TASK PROMPT:
Which lines below hold the word "string"? Report each one.

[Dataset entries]
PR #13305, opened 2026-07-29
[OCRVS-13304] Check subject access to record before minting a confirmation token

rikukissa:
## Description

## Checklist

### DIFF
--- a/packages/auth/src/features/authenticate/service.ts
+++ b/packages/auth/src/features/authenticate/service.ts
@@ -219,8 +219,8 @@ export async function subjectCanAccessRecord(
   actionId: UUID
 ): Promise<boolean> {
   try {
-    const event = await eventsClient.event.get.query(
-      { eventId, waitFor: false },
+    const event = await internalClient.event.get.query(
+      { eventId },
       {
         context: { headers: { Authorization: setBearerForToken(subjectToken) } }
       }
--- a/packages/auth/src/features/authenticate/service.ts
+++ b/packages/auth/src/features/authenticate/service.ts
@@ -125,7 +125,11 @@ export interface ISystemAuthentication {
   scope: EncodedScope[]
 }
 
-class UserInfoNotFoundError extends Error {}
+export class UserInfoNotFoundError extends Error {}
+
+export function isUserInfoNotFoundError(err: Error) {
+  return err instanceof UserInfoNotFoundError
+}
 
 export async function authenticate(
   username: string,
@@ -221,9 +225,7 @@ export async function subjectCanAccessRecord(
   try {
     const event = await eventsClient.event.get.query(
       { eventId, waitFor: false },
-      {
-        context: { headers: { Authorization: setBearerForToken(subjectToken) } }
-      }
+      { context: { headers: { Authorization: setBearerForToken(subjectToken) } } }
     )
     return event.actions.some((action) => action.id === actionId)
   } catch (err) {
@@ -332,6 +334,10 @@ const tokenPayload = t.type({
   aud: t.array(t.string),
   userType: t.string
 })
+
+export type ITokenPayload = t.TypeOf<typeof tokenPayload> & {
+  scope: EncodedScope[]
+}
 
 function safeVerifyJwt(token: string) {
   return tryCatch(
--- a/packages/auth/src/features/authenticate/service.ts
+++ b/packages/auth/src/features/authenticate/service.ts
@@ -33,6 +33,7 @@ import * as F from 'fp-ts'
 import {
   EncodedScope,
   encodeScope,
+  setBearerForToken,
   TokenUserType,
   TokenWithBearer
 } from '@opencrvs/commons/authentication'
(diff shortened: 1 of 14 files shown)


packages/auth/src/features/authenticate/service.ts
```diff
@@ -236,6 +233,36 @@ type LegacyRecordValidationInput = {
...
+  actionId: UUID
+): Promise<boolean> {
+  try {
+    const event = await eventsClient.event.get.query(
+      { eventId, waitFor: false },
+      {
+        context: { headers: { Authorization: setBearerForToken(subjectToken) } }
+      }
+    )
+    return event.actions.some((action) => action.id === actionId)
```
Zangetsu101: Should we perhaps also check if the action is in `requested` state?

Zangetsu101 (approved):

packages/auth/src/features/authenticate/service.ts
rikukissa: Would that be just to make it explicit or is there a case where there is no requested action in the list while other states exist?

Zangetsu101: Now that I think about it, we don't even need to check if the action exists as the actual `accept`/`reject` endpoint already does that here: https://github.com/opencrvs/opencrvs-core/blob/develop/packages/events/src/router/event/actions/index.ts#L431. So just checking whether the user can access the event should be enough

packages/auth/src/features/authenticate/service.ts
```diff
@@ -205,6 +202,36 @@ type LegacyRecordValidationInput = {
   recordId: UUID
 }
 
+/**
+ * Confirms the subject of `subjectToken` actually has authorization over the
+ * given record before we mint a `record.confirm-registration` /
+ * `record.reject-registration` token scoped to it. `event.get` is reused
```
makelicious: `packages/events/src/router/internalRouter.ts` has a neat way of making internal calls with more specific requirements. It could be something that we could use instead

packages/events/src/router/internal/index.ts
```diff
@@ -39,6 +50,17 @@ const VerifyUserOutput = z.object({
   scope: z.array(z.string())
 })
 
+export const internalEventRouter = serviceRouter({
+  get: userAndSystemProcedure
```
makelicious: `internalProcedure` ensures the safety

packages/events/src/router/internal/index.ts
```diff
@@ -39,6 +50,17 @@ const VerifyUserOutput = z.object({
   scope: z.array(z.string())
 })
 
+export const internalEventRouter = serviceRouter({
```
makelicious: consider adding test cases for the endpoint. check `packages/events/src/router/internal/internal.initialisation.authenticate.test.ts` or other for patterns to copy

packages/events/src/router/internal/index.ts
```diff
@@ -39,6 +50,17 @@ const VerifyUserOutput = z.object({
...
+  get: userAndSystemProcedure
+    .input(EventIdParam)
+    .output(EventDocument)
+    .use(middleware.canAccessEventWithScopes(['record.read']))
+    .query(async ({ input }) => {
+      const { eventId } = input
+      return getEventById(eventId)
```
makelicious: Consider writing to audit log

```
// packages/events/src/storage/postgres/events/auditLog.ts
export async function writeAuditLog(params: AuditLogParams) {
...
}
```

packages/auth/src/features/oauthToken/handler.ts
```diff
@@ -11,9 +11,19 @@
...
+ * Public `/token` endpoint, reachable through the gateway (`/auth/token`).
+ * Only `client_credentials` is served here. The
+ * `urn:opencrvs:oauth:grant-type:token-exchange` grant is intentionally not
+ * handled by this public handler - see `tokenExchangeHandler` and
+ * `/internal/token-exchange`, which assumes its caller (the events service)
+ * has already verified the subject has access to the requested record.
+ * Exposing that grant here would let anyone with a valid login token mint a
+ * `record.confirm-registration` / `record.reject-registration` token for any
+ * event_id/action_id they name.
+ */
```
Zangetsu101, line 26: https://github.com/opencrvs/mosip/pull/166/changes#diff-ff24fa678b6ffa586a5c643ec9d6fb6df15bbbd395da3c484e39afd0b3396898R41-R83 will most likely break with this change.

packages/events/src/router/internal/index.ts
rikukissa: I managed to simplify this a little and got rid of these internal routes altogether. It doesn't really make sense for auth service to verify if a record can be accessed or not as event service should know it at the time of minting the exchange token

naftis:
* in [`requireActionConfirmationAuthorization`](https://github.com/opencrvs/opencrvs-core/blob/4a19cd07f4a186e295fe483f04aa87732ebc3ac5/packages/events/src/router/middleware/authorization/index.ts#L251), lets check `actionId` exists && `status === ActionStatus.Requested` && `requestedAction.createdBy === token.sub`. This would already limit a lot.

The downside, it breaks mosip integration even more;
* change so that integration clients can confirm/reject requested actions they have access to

SOLUTION:
   username: string,
   aud: t.array(t.string),
   userType: t.string
 function safeVerifyJwt(token: string) {
   scope: z.array(z.string())
   scope: z.array(z.string())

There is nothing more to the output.